Journal article
Suppressing phagocyte activation by overexpressing the phosphatidylserine lipase ABHD12 preserves sarmopathic nerves
iScience, Vol.28(6), 112626
06/20/2025
DOI: 10.1016/j.isci.2025.112626
Abstract
Programmed axon degeneration (AxD) is a hallmark of many neurodegenerative diseases. In healthy axons, NMNAT2 inhibits SARM1, the key executioner of AxD, to keep it from depleting NAD+ and triggering axon destruction. AxD was assumed to be governed by axon-intrinsic mechanisms, independent of external factors. However, using a human disease model of neuropathy caused by hypomorphic NMNAT2 mutations resulting in chronic SARM1 activation, we demonstrated that neuronal SARM1 can initiate macrophage-mediated axon elimination long before stressed-but-viable axons would otherwise succumb to intrinsic metabolic failure.

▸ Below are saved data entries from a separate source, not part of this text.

PR #172, opened 2025-06-04
Fixed hamburger icon in navbar in dark mode while using mobile

leo-marida:


components/VoteProposalModal.vue
```diff
@@ -96,6 +96,9 @@ export default {
 </script>
 
 <style scoped>
+body{
```
mcfarhat, line 99: same change as other PR. Should not be there

mcfarhat:
make sure to ONLY include changes relevant to your PR.

mcfarhat (changes requested):

PR #173, opened 2025-06-04
Fixed navbar icons in mobile view where the entire container now and not only the icon lead to the destined page

leo-marida:


mcfarhat (changes requested):
same, includes all changes from other PRs including the bugs mentioned before

PR #174, opened 2025-06-04
Fixed bug in sign up page

leo-marida:
even though they might seem 3 pages but they serve 1 purpose


mcfarhat:
closing for redundancy

PR #177, opened 2025-06-05
fixed sign up page text contrast issue

leo-marida:
This was a bug that i discovered and wasn't a task on trello (details on trello)


mcfarhat (changes requested):
@leo-marida change looks good, you don't need though the extra div, you can set the new class into the .container div

mcfarhat:
closing for redundancy

PR #180, opened 2025-06-05
Username invalid pattern

leo-marida:
same task that me and ghina were working on which is also on trello


mcfarhat (commented):
Overall looks fine, couple of recommendation: 
- avoid hardcoding text into code. Text should always be placed under language files (en_us.js)
- try to make the check for username validity in a single hit (checking for both uid and sequence of numbers)
Closing PR since Ghina's PR already merged

mcfarhat:
Overall looks fine, couple of recommendation: 
- avoid hardcoding text into code. Text should always be placed under language files (en_us.js)
- try to make the check for username validity in a single hit (checking for both uid and sequence of numbers)
Closing PR since Ghina's PR already merged

PR #181, opened 2025-06-05
Signupfinalchange

gina2l:


mcfarhat (changes requested):
This still includes the steemconnect patch. the en_ur and signup files are fine, but you dont need ot have vue-steemconnect+0.3.1.patch committed

PR #184, opened 2025-06-06
user menu now fixed for mobile view and pc view and search bar size fixed and count fixed as well

leo-marida:


mcfarhat:
> > what is this PR for? it's not referenced in trello
> 
> it's for the issue of the notification bell that wasn't on a straight line in the mobile view and it is on trello. I fixed this issue but you highlighted that the icons are quite small as well as the search bar was also small so i fixed those in this pr. You mentioned something as well related to the number of notification in both pc and mobile views so i tried to fix it as well. This is the pr: #182

So this is a replacement PR? if so, please mention it, close the old PR, and update trello.

mcfarhat:
looks good

PR #187, opened 2025-06-10
Sidebar post incomplete 

gina2l:
the links in the sidebar to the user info are not working


mcfarhat:
@gina2l few notes:

1- the tops are till not aligned, left sidebar upper border is below the upper border of the post
current view:
image
expectation:
image

2- when you scroll up, the sidebar hides behind the menu, this should not be the case
image

3- you used a different user rank icon than the one used through the app. Let's stick to the current one
image

4- i would also expand the whole screen minimizing white margins on the side (areas in red on the sides, make them smaller by pushing sidebar more to the left, and expanding the area of the post content, maybe using rate 1/3 for sidebar and 2/3 for post)
image

5- in mobile view, the post content should show before the sidebar not after it
image
image

PR #191, opened 2025-06-11
fixed user menu icons.

leo-marida:
fixed all the changes that you have requested


mcfarhat (changes requested):
Changes look good. Please restore icon sizes in desktop to original ones.

PR #209, opened 2025-06-23
issue fixed.

leo-marida:
i noticed that the colors of the steem are perfect together and thus there was no need for the hovering and thus i removed the css effect when hovering this component


mcfarhat (approved):

mcfarhat (approved):
color contrast issue in main box on landing page

PR #10, opened 2023-08-26
Unify API wrapper

SleeplessOne1917:
This makes it so the API wrapper doesn't need to be defined twice.


src/api/mod.rs
```diff
@@ -97,32 +36,94 @@ where
...
+  }
 
   // Return the error response json as an error
   Response::de(&json).map_err(|_| LemmyAppError::APIError {
     error: json_deser_err(&json),
   })
 }
 
+#[macro_export]
+macro_rules! api_fn {
```
dessalines, line 111: I generally hate macros and meta-programming, because you lose compile-time checks, formatting, rust-analyzer support... all to save a few lines of code. Its not necessary here, verbose but checkable is preferred.

SleeplessOne1917: I removed the macro.

src/api/mod.rs
```diff
@@ -97,20 +36,69 @@ where
...
-        .await?
-    }
-    HttpType::Post => client.post(path).json(form).send().await?.text().await?,
-    HttpType::Put => client.put(path).json(form).send().await?.text().await?,
-  };
+  cfg_if! {
+    if #[cfg(feature = "ssr")] {
+     let client = reqwest::Client::new();
+
+     json = match type_ {
```
dessalines, line 44: Looks like you need a `let` here.

SleeplessOne1917: Clippy told me to get rid of the let.

dessalines (approved):

dessalines:
Nice, thx. I'll try to get the woodpecker stuff solved.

Chronic SARM1 activation causes axonal blebbing and disrupts phosphatidylserine (PS), a signaling molecule that promotes axon engulfment by macrophages. Neuronal expression of ABDH12, a PS lipase, reduces macrophage activation, preserves axons, and rescues motor function in this model, suggesting that PS dysregulation is an early SARM1-dependent axonal stress signal. Blocking macrophage-mediated axon elimination could be a promising therapeutic strategy for SARM1-dependent neurological diseases.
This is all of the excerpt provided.